== What the task asks ==
Search the material below for the word "because". Copy every line that has it.

== Data shown ==
════════════════

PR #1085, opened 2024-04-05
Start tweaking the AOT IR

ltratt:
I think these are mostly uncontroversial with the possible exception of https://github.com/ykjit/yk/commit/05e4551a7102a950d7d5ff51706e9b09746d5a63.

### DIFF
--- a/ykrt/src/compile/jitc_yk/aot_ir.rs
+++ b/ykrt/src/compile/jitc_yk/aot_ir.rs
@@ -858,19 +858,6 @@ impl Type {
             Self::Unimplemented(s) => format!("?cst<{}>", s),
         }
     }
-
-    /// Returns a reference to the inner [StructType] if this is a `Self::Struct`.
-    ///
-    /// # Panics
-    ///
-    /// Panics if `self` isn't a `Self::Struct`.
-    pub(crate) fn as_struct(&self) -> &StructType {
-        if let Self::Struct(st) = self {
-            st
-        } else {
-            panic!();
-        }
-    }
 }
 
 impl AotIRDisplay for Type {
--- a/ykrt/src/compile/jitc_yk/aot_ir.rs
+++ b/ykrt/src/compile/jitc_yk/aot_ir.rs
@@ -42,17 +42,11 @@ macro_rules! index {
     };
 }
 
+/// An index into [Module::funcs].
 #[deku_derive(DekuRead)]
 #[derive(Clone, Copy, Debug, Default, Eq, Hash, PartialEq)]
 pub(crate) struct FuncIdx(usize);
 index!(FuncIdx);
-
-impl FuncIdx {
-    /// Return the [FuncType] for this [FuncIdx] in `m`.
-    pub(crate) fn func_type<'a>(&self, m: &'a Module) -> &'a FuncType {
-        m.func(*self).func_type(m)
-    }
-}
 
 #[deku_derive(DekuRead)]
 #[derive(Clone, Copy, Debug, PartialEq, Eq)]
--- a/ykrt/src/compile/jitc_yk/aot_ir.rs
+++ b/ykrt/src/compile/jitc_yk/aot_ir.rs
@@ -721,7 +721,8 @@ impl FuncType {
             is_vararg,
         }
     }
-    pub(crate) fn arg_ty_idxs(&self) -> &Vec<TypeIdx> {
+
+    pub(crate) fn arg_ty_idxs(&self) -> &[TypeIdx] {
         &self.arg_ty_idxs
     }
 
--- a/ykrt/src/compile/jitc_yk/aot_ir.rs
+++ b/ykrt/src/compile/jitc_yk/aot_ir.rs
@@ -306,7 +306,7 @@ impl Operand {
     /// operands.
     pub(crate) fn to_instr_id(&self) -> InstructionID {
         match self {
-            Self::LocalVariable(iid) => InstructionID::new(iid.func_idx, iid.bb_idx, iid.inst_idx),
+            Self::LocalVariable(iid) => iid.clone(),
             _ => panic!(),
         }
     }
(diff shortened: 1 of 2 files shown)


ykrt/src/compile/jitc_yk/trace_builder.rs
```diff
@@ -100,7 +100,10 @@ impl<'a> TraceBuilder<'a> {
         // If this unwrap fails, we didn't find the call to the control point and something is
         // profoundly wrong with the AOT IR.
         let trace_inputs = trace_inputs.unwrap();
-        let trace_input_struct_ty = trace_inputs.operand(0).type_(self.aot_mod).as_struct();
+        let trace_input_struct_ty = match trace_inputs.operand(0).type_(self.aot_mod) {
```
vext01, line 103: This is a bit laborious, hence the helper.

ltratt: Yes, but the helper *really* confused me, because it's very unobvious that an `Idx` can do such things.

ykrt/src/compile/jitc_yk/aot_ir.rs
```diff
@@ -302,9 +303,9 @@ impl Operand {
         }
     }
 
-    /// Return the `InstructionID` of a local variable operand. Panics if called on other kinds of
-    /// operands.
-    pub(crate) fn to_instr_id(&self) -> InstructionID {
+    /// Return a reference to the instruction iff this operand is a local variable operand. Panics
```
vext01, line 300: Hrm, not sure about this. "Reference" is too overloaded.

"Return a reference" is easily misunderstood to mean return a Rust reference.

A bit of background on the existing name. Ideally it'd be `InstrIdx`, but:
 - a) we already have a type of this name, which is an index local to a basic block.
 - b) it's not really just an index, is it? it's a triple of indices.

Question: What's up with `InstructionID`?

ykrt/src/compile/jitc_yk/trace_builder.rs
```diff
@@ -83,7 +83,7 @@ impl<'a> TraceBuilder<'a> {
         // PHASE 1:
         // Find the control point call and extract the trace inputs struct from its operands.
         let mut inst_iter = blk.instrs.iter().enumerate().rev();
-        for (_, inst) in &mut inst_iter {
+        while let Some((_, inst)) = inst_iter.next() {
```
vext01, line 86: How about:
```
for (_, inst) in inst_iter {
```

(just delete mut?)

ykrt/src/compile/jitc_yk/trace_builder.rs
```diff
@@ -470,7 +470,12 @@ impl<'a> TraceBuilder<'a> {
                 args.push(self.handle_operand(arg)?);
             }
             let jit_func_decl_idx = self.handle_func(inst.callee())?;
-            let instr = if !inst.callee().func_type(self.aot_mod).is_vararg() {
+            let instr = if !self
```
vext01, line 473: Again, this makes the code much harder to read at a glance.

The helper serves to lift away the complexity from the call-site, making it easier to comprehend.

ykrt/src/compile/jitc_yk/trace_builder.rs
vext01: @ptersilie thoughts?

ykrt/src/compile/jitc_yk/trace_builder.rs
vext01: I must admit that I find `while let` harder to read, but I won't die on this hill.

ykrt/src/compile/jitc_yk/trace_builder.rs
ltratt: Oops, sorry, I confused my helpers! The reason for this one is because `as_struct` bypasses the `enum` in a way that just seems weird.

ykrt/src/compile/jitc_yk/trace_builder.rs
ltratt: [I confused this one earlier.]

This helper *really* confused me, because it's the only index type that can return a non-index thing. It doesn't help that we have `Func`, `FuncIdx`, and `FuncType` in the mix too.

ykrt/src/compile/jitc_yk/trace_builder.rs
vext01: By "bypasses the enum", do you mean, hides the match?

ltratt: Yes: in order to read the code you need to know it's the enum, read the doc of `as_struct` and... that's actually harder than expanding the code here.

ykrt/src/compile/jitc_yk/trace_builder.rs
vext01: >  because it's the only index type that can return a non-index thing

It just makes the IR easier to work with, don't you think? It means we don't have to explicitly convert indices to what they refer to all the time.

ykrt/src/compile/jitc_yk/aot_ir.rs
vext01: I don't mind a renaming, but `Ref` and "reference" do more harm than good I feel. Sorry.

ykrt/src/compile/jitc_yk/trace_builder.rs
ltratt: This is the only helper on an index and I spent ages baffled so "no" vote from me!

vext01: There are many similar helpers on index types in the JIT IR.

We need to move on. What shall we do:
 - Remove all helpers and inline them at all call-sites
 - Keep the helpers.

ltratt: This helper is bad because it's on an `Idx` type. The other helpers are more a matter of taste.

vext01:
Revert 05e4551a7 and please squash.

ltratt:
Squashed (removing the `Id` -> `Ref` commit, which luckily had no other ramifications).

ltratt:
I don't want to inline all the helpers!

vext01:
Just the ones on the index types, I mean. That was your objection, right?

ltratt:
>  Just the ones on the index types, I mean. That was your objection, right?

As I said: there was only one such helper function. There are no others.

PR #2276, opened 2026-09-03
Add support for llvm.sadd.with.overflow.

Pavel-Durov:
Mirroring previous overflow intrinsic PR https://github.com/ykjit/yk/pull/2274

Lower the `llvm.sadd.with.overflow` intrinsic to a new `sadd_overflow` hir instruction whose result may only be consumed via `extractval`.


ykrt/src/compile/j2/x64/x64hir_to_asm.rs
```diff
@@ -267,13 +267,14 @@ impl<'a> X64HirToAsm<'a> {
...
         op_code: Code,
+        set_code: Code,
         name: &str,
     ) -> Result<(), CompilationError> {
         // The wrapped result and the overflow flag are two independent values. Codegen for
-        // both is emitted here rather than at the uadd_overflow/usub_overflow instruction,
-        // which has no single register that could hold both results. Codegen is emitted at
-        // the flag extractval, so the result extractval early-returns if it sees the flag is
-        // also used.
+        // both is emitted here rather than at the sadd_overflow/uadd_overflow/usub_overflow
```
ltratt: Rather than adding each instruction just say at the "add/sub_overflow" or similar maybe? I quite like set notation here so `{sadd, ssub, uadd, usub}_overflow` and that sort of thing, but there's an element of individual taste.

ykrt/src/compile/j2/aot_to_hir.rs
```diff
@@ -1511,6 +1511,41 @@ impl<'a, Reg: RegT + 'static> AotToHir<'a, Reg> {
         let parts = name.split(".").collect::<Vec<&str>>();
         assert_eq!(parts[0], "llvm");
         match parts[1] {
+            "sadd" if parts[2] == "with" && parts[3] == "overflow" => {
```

════════════════

== Task solution ==
ltratt: Yes, but the helper *really* confused me, because it's very unobvious that an `Idx` can do such things.
ltratt: Oops, sorry, I confused my helpers! The reason for this one is because `as_struct` bypasses the `enum` in a way that just seems weird.
This helper *really* confused me, because it's the only index type that can return a non-index thing. It doesn't help that we have `Func`, `FuncIdx`, and `FuncType` in the mix too.
vext01: >  because it's the only index type that can return a non-index thing
ltratt: This helper is bad because it's on an `Idx` type. The other helpers are more a matter of taste.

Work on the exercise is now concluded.